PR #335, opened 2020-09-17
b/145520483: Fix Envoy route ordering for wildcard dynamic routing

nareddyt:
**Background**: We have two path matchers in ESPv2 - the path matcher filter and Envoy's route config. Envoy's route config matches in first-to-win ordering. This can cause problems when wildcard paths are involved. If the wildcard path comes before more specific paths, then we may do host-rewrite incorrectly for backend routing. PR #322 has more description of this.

- - -

*TASK INSTRUCTIONS*:
From the line holding "b/145520483: Fix Envoy" through the final line of the data above, copy every line exactly as written. Include nothing else.

*SOLUTION BELOW*:
b/145520483: Fix Envoy route ordering for wildcard dynamic routing

nareddyt:
**Background**: We have two path matchers in ESPv2 - the path matcher filter and Envoy's route config. Envoy's route config matches in first-to-win ordering. This can cause problems when wildcard paths are involved. If the wildcard path comes before more specific paths, then we may do host-rewrite incorrectly for backend routing. PR #322 has more description of this.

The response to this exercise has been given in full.